Look after your nunu (or whatever else you call it)
“So, do you do many of these a day?”
There I was, legs akimbo, arse stuck to blue roll, casually trying to make chitter chatter with the nice nurse who was just about to enter me (and she hadn’t even bought me lunch).
I was about to have my first cervical screening at the later age of 31. The NHS advises you start having regular screenings from the age of 25, but like a large percentage of my gender having something inserted into your lady nunu on your lunch break is way down on the “to-do” list.
I’ll put my hands up, and this may come as a shock, but I am no virgin. So the thought of having something speculum shaped placed inside me was not going to come as a shock.
What did come as a shock to me, was why it had taken me 6 years to get here, and became the basis of this piece of writing.
Why do we worry so much?
Well, I haven’t even got my ears pierced, never been tattooed and would moan when taking plasters off. I do not seek it. So was it painful? No. Not at all. To be honest, I imagined it was going to be a lot worse. Uncomfortable, potentially, but pain, no. There is a little pressure, and if like most of us, you are not exactly in the “mood” in a brightly lit bed staring at a wall, it might be a bit, well, difficult to get going.
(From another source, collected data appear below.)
PR #2814, opened 2019-06-18
JSTL vs Paths

vladak:
correctly displays subrepository path on the index page

### DIFF
--- a/opengrok-web/src/main/webapp/WEB-INF/tags/repository.tag
+++ b/opengrok-web/src/main/webapp/WEB-INF/tags/repository.tag
@@ -42,7 +42,7 @@ Portions Copyright (c) 2019, Krystof Tulinger <k.tulinger@seznam.cz>.
 
 <c:if test="${isSubrepository}">
     <c:set var="name"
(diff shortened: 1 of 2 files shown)


opengrok-web/src/main/webapp/WEB-INF/tags/repository.tag
```diff
@@ -42,7 +41,7 @@ Portions Copyright (c) 2019, Krystof Tulinger <k.tulinger@seznam.cz>.
 
 <c:if test="${isSubrepository}">
     <c:set var="name"
-           value="${Paths.get(pageConfig.sourceRootPath).relativize(Paths.get(repositoryInfo.directoryName))}"/>
+           value="${pageConfig.getRelativePath(pageConfig.sourceRootPath, repositoryInfo.directoryName)}"/>
```
tulinkry: you're not using the static call but of course it does not matter

tulinkry:
Good job tackling the issue!

opengrok-web/src/main/webapp/WEB-INF/tags/repository.tag
vladak: Good point.

PR #4679, opened 2024-10-29
fall back to the default temporary directory for ctags check

vladak:
This change relaxes the ctags check so that it works also for non-writable source root which is legit.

No matter how many times you think of Jason Momoa and his man bun being down there, your self-lubrication might not kick in as fast as usual when something is wangling its way towards your lady bits.
Is it shame?
I am putting my £10 bet on this one. And I don’t know why. Since time began, us ladies have had to get to know our vaginas pretty darn fast. Whether it be first periods, first lady wanks, first fucks or pushing-a-human-life-through-it, it has been there, we have felt it, and we know what goes on.
We trim it, wax it, grow a full bush on top of it. We let partners touch it, lick it, and we spend £50+ at Ann Summers to give us Funday Sunday. We potter around on the beach with tiny bits of cloth over it.
So, where in society have we got the blushes about a 5 min procedure that could save our lives. The answer is, I don’t know.
I can’t stress enough A) how god damn important it is. B) how, honestly, trust me, it isn’t as bad as you think.
When I see articles like Numbers attending cervical screening hits the lowest level in twelve years, I do a little life cry. It could save your life, and all you are giving in return is a little bit of blue roll stuck to your arse and a nice chat with a nurse.
Please let someone tickle your cervix. It could save your life.